DATA LISTING: Begin

PR #60, opened 2019-08-10
Add path_rename implementation on Windows

kubkon:
This PR adds `path_rename` implementation on Windows. It depends on #57 to be merged first.

The implementation handles and is tested against all cases listed in CraneStation/wasi-misc-tests#17. However, checks that symlinks and links are handled properly are still missing, but I reckon we can do that in a future PR when we add a testcase testing such a scenario.

### DIFF
--- a/src/sys/windows/hostcalls_impl/fs.rs
+++ b/src/sys/windows/hostcalls_impl/fs.rs
@@ -213,26 +213,29 @@ pub(crate) fn path_rename(resolved_old: PathGet, resolved_new: PathGet) -> Resul
     if old_path.is_dir() && new_path.is_file() {
         return Err(host::__WASI_ENOTDIR);
     }
-    if old_path.is_file() && new_path.is_dir() {
-        return Err(host::__WASI_EISDIR);
-    }
 
     // TODO handle symlinks
 
     fs::rename(&old_path, &new_path).or_else(|e| match e.raw_os_error() {
         Some(e) => {
-            if old_path.is_dir() && new_path.is_dir() {
-                if !dir_is_empty(&new_path).map_err(errno_from_ioerror)? {
-                    Err(host::__WASI_ENOTEMPTY)
-                } else {
-                    // remove new_path dir and rename
-                    fs::remove_dir(&new_path)
-                        .and_then(|()| fs::rename(old_path, new_path))
-                        .map_err(errno_from_ioerror)
+            use winx::winerror::WinError;
+
+            log::debug!("path_rename at rename error code={:?}", e);
+            match WinError::from_u32(e as u32) {
+                WinError::ERROR_ACCESS_DENIED => {
+                    // So most likely dealing with new_path == dir.
+                    // Eliminate case old_path == file first.
+                    if old_path.is_file() {
+                        Err(host::__WASI_EISDIR)
+                    } else {
+                        // Ok, let's try removing an empty dir at new_path if it exists
+                        // and is a nonempty dir.
+                        fs::remove_dir(&new_path)
+                            .and_then(|()| fs::rename(old_path, new_path))
+                            .map_err(errno_from_ioerror)
+                    }
                 }
-            } else {
-                log::debug!("path_rename at rename error={:?}", e);
-                Err(errno_from_host(e))
+                e => Err(host_impl::errno_from_win(e)),
             }
         }
         None => {
@@ -240,14 +243,6 @@ pub(crate) fn path_rename(resolved_old: PathGet, resolved_new: PathGet) -> Resul
             Err(host::__WASI_EIO)
         }
     })
-}
-
-fn dir_is_empty<P: AsRef<Path>>(path: P) -> io::Result<bool> {
-    let mut it = std::fs::read_dir(path)?;
-    match it.next() {
-        Some(_) => Ok(false),
-        None => Ok(true),
-    }
 }
 
 pub(crate) fn num_hardlinks(file: &File, _metadata: &Metadata) -> io::Result<u64> {
--- a/src/sys/windows/hostcalls_impl/fs.rs
+++ b/src/sys/windows/hostcalls_impl/fs.rs
@@ -41,13 +41,11 @@ pub(crate) fn fd_pread(
     buf: &mut [u8],
     offset: host::__wasi_filesize_t,
 ) -> Result<usize> {
-    read_at(file, buf, offset)
-        .map_err(errno_from_ioerror)
+    read_at(file, buf, offset).map_err(errno_from_ioerror)
 }
 
 pub(crate) fn fd_pwrite(file: &File, buf: &[u8], offset: host::__wasi_filesize_t) -> Result<usize> {
-    write_at(file, buf, offset)
-        .map_err(errno_from_ioerror)
+    write_at(file, buf, offset).map_err(errno_from_ioerror)
 }
 
 pub(crate) fn fd_fdstat_get(fd: &File) -> Result<host::__wasi_fdflags_t> {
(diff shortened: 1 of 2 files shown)


src/sys/windows/hostcalls_impl/fs.rs
```diff
@@ -203,7 +201,53 @@ pub(crate) fn path_readlink(resolved: PathGet, buf: &mut [u8]) -> Result<usize>
 }
 
 pub(crate) fn path_rename(resolved_old: PathGet, resolved_new: PathGet) -> Result<()> {
-    unimplemented!("path_rename")
+    use std::fs;
+
+    let old_path = concatenate(resolved_old.dirfd(), Path::new(resolved_old.path()))?;
+    let new_path = concatenate(resolved_new.dirfd(), Path::new(resolved_new.path()))?;
```
sunfishcode, line 207: It looks like it'd be useful to factor out a function which takes a `PathGet` and returns a full path would be useful, here and in few pre-existing places.

src/sys/windows/hostcalls_impl/fs.rs
```diff
@@ -203,7 +201,53 @@ pub(crate) fn path_readlink(resolved: PathGet, buf: &mut [u8]) -> Result<usize>
...
+
+    // first, sanity check that we're not trying to rename dir to file or vice versa
+    // NB on Windows, the former is actually permitted [std::fs::rename]
```
sunfishcode: Please add a period here so that it's clear that this is meant to be two sentences.

src/sys/windows/hostcalls_impl/fs.rs
```diff
@@ -203,7 +201,53 @@ pub(crate) fn path_readlink(resolved: PathGet, buf: &mut [u8]) -> Result<usize>
...
+    //
+    // [std::fs::rename]: https://doc.rust-lang.org/std/fs/fn.rename.html
+    if old_path.is_dir() && new_path.is_file() {
+        return Err(host::__WASI_ENOTDIR);
+    }
+    if old_path.is_file() && new_path.is_dir() {
+        return Err(host::__WASI_EISDIR);
+    }
```
sunfishcode: These checks can race with other processes which could potentially be creating or deleting files or directories named `new_path` or `old_path` between when these checks and when we actually do the `fs::rename`. In general, the way to avoid these kinds of races is to just do the operation, `fs::rename` in this case, without doing any checks first, and then handling failures in the error cases.

Does `rename` return error codes that allow us to return `EISDIR`/`ENOTDIR` as needed?

src/sys/windows/hostcalls_impl/fs.rs
```diff
@@ -203,7 +201,53 @@ pub(crate) fn path_readlink(resolved: PathGet, buf: &mut [u8]) -> Result<usize>
...
+    fs::rename(&old_path, &new_path).or_else(|e| match e.raw_os_error() {
+        Some(e) => {
+            if old_path.is_dir() && new_path.is_dir() {
+                if !dir_is_empty(&new_path).map_err(errno_from_ioerror)? {
+                    Err(host::__WASI_ENOTEMPTY)
+                } else {
+                    // remove new_path dir and rename
+                    fs::remove_dir(&new_path)
+                        .and_then(|()| fs::rename(old_path, new_path))
+                        .map_err(errno_from_ioerror)
```
sunfishcode: Similarly, instead of explicitly checking for `new_path` being `is_dir`, it'd be better to just do `remove_dir` on it here, as that should fail if it's not a directory.

src/sys/windows/hostcalls_impl/fs.rs
kubkon: Excellent point!

src/sys/windows/hostcalls_impl/fs.rs
kubkon: Ah, that's a good point. So the problem here is that `std::fs::rename` on Windows does not error out in case when `old_path` is a ~~file~~ dir and `new_path` is a ~~dir~~ file, and according to WASI spec it should.

src/sys/windows/hostcalls_impl/fs.rs
kubkon: Will you mind if I refactor it out in a subsequent PR?

sunfishcode: Sounds good!

src/sys/windows/hostcalls_impl/fs.rs
sunfishcode: Aha, I missed that when reading this the first time. Is this an `fs::rename` behavior? If so, would switching to the underlying OS API help?

kubkon:
@sunfishcode a quick debugging session reveals the following issues with trying to be as atomic with syscalls as possible:
* `old_path == dir` and `new_path == file` is **not** an error on Windows
* for any combination where `new_path == dir`, the native OS error returned is always `ERROR_ACCESS_DENIED` which is a bummer

So, when it comes to handling the latter, I could potentially do it after trying `std::fs::rename` but then I'd still be forced to do `is_dir` checks to work out which case we're trying to handle. The former however requires an upfront check as otherwise `std::fs::rename` actually completes the operation. Thoughts? @alexcrichton would you be able to weigh in here as well please?

src/sys/windows/hostcalls_impl/fs.rs
kubkon: Rust seems not to do much except for wrap the native call. So this is pretty much verbatim OS API here: [MoveFileExW](https://docs.microsoft.com/en-us/windows/win32/api/winbase/nf-winbase-movefileexw) with `MOVEFILE_REPLACE_EXISTING` flag on.

src/sys/windows/hostcalls_impl/fs.rs
kubkon: Hmm, this should potentially be doable. Let me have a closer look.

kubkon:
@sunfishcode OK, I've shuffled things around a bit now. I couldn't get rid of all the checks unfortunately (mainly due to weird error signalling by Windows API, and the fact that renaming anything to a file seems **not** to be an error), but, nonetheless, here it is. Could you have a look and let me know what you think?

kubkon:
Here’s another thought. What if we don’t rely on subsequent calls to `std::path::Path::is_dir` and related, but instead, at the beginning of the hostcall, we make a call to `std::fs::metadata` only once which then becomes a snapshot of info about a descriptor, and use that to make all the necessary assertions? Would that help @sunfishcode?

alexcrichton:
The Rust standard library [passes a flag](https://github.com/rust-lang/rust/blob/c01be67ea40266d6a4c3289654a07ddd7ce2a172/src/libstd/sys/windows/fs.rs#L657-L664) to allow overwriting, and that was done to mirror the Unix semantics of the `rename` function. I think though that `renameat` has the same behavior of overwriting on Unix as `rename` does, so I'd expect the wasi rename API to inherit that.

Does Unix end up actually returning an error though if you rename something and the destination already exists?

kubkon:
@alexcrichton excellent question! And the short answer is, that depends. Have a look at CraneStation/wasi-misc-tests#17 for a test matrix with all cases listed (excluding symlinks which I haven’t thought through yet).

EDIT: forgot to mention that current *nix implementation passes the test with flying colours: CraneStation/wasi-common#57

alexcrichton:
Hm sorry I'm not at a Windows computer to verify, but my reading of [the Windows documentation](https://docs.microsoft.com/en-us/windows/win32/api/winbase/nf-winbase-movefileexa) seems to imply that file-to-file transfers are the same on Windows/Unix. Directory-to-file (and vice versa) transfers are errors on both platforms. Directory-to-directory renames look like they're inconsistent where on Unix it succeeds and the documentation indicates on Windows that it fails.

Is that perhaps the only case that's different here?

kubkon:
@alexcrichton Hmm, dir-to-file is not an error on Windows the last time I checked.

EDIT: I've temporarily disabled the upfront check for the case dir-to-file, and the test fails on Windows at trying to rename dir-to-file with the given status of `__WASI_ESUCCESS` whereas the expected status is an error `__WASI_ENOTDIR`. Unless I've really messed somewhere here (and if I did, please do correct me!), it seems that Windows does allow renaming dir-to-file after all. Here's the [link to assertion that panics](https://github.com/CraneStation/wasi-misc-tests/pull/17/files#diff-4cfece18a1438f951e87f5979c8b4e4bR131), and here's the [link to the CI output](https://dev.azure.com/CraneStation/wasi-common/_build/results?buildId=207).

alexcrichton:
Hm ok, well in any case I don't think this is something that's just well specified right now. It's basically "whatever Unix `rename` does" for the spec currently, and it's not clear if that's what we want long term. In the meantime I'm not sure it's possible to emulate the behavior on Windows in a non-racy fashion, so getting something working and then adding a fixme for later seems reasonable.

kubkon:
> Hm ok, well in any case I don't think this is something that's just well specified right now. It's basically "whatever Unix `rename` does" for the spec currently, and it's not clear if that's what we want long term. In the meantime I'm not sure it's possible to emulate the behavior on Windows in a non-racy fashion, so getting something working and then adding a fixme for later seems reasonable.

Hmm, @sunfishcode, what are your thoughts about all this? Should we proceed with the implementation as-is (minus retracting the last commit)?

sunfishcode:
Yeah, retracting the implementation as-is with the last commit retracted sounds good to me for now. We can bring this issue to the WASI Subgroup.

sunfishcode (approved):
Ok!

DATA LISTING: End

_TASK DETAILS_:
Look through the data above. Each line containing the word "implementation" needs to be copied.

_ANSWER TO THE EXERCISE_:
Add path_rename implementation on Windows
This PR adds `path_rename` implementation on Windows. It depends on #57 to be merged first.
The implementation handles and is tested against all cases listed in CraneStation/wasi-misc-tests#17. However, checks that symlinks and links are handled properly are still missing, but I reckon we can do that in a future PR when we add a testcase testing such a scenario.
EDIT: forgot to mention that current *nix implementation passes the test with flying colours: CraneStation/wasi-common#57
Hmm, @sunfishcode, what are your thoughts about all this? Should we proceed with the implementation as-is (minus retracting the last commit)?
Yeah, retracting the implementation as-is with the last commit retracted sounds good to me for now. We can bring this issue to the WASI Subgroup.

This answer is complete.